> **Task to complete**
In the data below, find the line containing "Issue #4878, opened 2021-01-11", then set down that line and every later line up to and including the line containing "The Images are shown again.", exactly.
══════
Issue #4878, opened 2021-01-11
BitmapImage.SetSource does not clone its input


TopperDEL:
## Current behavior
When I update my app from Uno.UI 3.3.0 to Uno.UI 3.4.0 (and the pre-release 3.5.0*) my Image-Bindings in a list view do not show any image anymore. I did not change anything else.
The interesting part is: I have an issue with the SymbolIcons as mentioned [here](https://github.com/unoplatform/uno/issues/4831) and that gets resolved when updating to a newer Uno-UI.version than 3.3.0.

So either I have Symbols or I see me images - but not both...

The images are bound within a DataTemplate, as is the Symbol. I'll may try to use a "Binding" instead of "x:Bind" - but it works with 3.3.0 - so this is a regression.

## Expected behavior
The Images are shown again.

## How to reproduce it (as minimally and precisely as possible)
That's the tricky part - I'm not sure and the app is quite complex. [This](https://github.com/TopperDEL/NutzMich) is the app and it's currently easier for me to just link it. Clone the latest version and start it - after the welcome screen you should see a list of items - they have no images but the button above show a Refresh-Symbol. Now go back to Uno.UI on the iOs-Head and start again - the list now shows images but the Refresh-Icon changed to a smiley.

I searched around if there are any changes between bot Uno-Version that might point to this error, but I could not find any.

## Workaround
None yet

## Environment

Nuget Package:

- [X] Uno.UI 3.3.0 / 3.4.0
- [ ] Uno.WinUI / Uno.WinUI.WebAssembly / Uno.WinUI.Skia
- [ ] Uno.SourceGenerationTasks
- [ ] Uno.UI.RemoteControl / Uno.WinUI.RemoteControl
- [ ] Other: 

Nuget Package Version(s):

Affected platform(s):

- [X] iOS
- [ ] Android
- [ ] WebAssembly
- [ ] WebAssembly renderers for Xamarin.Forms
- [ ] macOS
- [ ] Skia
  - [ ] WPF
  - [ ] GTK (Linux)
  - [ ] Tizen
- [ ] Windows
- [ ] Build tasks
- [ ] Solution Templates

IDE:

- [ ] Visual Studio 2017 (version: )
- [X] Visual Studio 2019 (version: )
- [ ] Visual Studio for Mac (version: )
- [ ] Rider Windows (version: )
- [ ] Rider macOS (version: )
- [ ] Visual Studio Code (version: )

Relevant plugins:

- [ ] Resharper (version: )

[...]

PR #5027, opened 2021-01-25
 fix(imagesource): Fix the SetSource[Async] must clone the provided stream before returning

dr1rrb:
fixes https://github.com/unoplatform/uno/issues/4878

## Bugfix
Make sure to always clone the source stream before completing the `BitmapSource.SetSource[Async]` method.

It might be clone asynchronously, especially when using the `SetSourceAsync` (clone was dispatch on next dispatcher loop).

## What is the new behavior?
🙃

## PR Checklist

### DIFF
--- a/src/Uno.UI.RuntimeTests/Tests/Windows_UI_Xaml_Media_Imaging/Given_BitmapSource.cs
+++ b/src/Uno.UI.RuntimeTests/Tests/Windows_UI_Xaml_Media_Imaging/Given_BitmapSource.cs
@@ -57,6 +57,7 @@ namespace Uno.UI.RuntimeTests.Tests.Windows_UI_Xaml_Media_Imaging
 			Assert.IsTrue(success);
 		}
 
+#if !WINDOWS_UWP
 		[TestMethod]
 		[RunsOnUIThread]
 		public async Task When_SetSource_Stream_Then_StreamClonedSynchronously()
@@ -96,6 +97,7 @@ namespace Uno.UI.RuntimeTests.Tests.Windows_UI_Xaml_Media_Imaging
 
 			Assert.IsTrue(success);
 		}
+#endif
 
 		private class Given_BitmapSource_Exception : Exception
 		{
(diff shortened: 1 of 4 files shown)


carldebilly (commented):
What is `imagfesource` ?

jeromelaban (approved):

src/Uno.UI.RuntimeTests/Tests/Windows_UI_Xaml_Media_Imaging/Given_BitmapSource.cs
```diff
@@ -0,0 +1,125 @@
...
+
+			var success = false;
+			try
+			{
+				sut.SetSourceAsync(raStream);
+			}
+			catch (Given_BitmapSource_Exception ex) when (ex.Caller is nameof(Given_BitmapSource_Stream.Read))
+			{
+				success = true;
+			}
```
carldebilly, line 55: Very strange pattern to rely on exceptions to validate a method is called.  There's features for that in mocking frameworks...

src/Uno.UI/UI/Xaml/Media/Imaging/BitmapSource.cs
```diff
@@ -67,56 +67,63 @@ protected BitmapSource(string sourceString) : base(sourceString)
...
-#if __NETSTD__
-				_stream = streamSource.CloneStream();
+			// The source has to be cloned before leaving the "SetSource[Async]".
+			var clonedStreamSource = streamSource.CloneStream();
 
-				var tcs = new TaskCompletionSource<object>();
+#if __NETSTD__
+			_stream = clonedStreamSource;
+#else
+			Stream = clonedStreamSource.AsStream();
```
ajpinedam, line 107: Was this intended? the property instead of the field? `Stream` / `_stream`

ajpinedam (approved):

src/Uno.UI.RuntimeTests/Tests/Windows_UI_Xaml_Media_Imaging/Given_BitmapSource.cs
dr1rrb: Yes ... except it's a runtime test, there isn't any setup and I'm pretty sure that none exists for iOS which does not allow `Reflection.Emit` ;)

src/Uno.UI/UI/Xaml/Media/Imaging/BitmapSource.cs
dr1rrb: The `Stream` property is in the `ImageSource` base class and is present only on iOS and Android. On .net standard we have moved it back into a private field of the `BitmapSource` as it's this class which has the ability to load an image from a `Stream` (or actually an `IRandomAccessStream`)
══════
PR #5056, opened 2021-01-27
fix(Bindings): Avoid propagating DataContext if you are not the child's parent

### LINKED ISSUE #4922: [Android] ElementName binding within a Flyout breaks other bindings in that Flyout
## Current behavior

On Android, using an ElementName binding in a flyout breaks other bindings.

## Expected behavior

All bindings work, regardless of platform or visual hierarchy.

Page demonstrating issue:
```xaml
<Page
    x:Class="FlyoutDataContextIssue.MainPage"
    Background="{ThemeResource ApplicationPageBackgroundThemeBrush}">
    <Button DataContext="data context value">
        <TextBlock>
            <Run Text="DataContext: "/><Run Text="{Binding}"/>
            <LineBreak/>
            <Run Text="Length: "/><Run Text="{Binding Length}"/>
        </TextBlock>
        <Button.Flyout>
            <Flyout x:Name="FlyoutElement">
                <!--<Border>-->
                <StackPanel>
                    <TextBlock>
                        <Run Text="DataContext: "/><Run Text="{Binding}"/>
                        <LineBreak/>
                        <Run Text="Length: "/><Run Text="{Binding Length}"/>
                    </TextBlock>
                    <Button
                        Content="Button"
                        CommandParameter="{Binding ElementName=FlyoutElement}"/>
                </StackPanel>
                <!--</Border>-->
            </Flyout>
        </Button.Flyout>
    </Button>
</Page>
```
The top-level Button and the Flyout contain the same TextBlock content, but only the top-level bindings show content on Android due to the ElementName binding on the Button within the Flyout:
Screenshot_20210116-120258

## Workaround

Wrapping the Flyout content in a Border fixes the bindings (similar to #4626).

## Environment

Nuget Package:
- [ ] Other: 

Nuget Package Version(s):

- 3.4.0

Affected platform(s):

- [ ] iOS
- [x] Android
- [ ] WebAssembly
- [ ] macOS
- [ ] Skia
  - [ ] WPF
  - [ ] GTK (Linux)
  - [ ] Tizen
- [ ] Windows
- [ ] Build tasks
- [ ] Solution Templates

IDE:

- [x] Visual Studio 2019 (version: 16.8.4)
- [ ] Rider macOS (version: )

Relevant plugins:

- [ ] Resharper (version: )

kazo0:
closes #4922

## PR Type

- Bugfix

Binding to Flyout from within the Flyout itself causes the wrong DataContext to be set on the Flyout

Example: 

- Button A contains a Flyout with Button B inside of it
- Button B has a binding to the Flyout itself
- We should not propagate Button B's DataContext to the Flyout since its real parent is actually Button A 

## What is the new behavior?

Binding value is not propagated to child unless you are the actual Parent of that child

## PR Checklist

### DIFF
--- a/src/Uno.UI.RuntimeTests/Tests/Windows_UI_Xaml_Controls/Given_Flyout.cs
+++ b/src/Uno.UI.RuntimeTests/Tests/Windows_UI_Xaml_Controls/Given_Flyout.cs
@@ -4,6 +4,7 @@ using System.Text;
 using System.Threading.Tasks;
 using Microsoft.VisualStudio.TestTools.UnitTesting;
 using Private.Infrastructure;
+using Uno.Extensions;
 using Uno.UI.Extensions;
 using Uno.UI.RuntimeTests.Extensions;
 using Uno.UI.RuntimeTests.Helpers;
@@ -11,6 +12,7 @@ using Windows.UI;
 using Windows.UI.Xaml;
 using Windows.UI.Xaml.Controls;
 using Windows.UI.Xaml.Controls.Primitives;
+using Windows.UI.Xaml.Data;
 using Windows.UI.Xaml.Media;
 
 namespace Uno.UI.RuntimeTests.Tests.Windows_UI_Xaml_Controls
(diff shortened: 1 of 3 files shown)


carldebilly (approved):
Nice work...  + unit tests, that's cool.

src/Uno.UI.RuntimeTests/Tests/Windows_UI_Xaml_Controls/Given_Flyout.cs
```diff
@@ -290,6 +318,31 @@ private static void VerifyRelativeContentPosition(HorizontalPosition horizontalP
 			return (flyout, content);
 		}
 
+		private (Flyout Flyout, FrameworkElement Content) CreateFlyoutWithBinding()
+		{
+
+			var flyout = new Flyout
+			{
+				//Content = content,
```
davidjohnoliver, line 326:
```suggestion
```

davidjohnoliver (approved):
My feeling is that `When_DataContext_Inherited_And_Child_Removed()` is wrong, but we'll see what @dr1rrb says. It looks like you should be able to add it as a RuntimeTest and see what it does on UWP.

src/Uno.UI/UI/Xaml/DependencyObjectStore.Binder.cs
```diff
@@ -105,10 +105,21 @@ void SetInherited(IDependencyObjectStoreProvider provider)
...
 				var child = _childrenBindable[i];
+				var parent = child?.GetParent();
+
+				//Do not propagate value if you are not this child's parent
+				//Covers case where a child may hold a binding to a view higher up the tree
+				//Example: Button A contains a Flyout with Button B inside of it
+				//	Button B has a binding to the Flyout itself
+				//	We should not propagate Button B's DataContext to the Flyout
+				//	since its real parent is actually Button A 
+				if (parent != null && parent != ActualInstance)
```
══════
> **Answer**
Issue #4878, opened 2021-01-11
BitmapImage.SetSource does not clone its input


TopperDEL:
## Current behavior
When I update my app from Uno.UI 3.3.0 to Uno.UI 3.4.0 (and the pre-release 3.5.0*) my Image-Bindings in a list view do not show any image anymore. I did not change anything else.
The interesting part is: I have an issue with the SymbolIcons as mentioned [here](https://github.com/unoplatform/uno/issues/4831) and that gets resolved when updating to a newer Uno-UI.version than 3.3.0.

So either I have Symbols or I see me images - but not both...

The images are bound within a DataTemplate, as is the Symbol. I'll may try to use a "Binding" instead of "x:Bind" - but it works with 3.3.0 - so this is a regression.

## Expected behavior
The Images are shown again.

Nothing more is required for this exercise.